*** Opening of EXERCISE INPUT ***

PR #4043, opened 2023-01-18
Remove unused database triggers and functions

dnephin:
## Summary

Branched from #4042, this PR removes the now unused triggers and functions.

We should deploy this as a separate change to not break active long-polling requests.


internal/server/data/migrations.go
```diff
@@ -1173,3 +1174,33 @@ func addUserPublicKeyUserIDIndex() *migrator.Migration {
 		},
 	}
 }
+
+func sqlFunctionsMigration() *migrator.Migration {
```
dnephin, line 1178: This moved from another file, so that I could delete the now empty file.

BruceMacD (commented):
This seems good once the other changes go in. If this deployed with connections actively waiting on these triggers they would just return, then a new request would open another poll that would work with the new polling triggers, correct?

dnephin:
I don't think active requests will notice the removal of triggers, so I'd expect the active requests to block until the timeout, then repeat the request and be fine.

BruceMacD (approved):

mxyng:
Closing this for now

PR #4045, opened 2023-01-18
maintain: move jwk to organizations table

mxyng:
## Summary

`models.Settings` contains minimal data after removing password policy. The data contained in this table is more appropriate for the organizations table so move it there instead. 

Related #4036


internal/server/data/organization.go
```diff
@@ -33,12 +39,39 @@ func CreateOrganization(tx WriteTxn, org *models.Organization) error {
...
+		return err
+	}
+
+	pubs, err := pub.MarshalJSON()
+	if err != nil {
+		return err
+	}
+
+	org.PrivateJWK = models.EncryptedAtRest(secs)
+	org.PublicJWK = pubs
```
dnephin, line 70: Not a blocker, but I guess in general we would only set these values if the fields are nil, and we'd probably set these things from the caller. It's probably fine to keep it here for now.

internal/server/server.go
```diff
@@ -200,7 +200,7 @@ func New(options Options) (*Server, error) {
 	}
 
 	if options.EnableTelemetry {
-		server.tel = NewTelemetry(server.db, db.DefaultOrgSettings.ID)
+		server.tel = NewTelemetry(server.db, db.DefaultOrg.ID)
```
dnephin, line 203: This might be a problem, the `DefaultOrg.ID` is always `1000`, so this is going to make every install look like the same one.  I think we need a different ID here.

Maybe we can keep the `settings.ID` stored as a field on `Organization`, something like `InstallID` ? For new installs we can generate a new `uid.ID` for them, so they all have different IDs.

internal/server/handlers.go
```diff
@@ -63,7 +63,7 @@ func CreateToken(c *gin.Context, r *api.EmptyRequest) (*api.CreateTokenResponse,
 	if rCtx.Authenticated.User == nil {
 		return nil, fmt.Errorf("no authenticated user")
 	}
-	token, err := data.CreateIdentityToken(rCtx.DBTxn, rCtx.Authenticated.User.ID)
+	token, err := data.CreateIdentityToken(rCtx.DBTxn, rCtx.Authenticated.Organization, rCtx.Authenticated.User)
```
dnephin, line 66: This is great! Being able to use the authenticated data in this handlers and the one below instead of querying for data we already have in memory.

internal/server/server.go
mxyng: Good catch!

internal/server/data/migrations.go
```diff
@@ -1258,3 +1259,28 @@ func removeSettingsPasswordPolicy() *migrator.Migration {
...
+				_, err := tx.Exec(`
+					ALTER TABLE organizations
+						ADD COLUMN IF NOT EXISTS private_jwk bytea,
+						ADD COLUMN IF NOT EXISTS public_jwk bytea,
+						ADD COLUMN IF NOT EXISTS install_id bigint;
+					UPDATE organizations
+						SET private_jwk = settings.private_jwk, public_jwk = settings.public_jwk, install_id = settings.id
+						FROM settings
+						WHERE organizations.id = settings.organization_id
+							AND organizations.private_jwk IS NULL
```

*** Close of EXERCISE INPUT ***

### TASK OBJECTIVE
Please show all lines from the entries that contain the word "organizations".

### TASK ANSWER
maintain: move jwk to organizations table
`models.Settings` contains minimal data after removing password policy. The data contained in this table is more appropriate for the organizations table so move it there instead. 
+					ALTER TABLE organizations
+					UPDATE organizations
+						WHERE organizations.id = settings.organization_id
+							AND organizations.private_jwk IS NULL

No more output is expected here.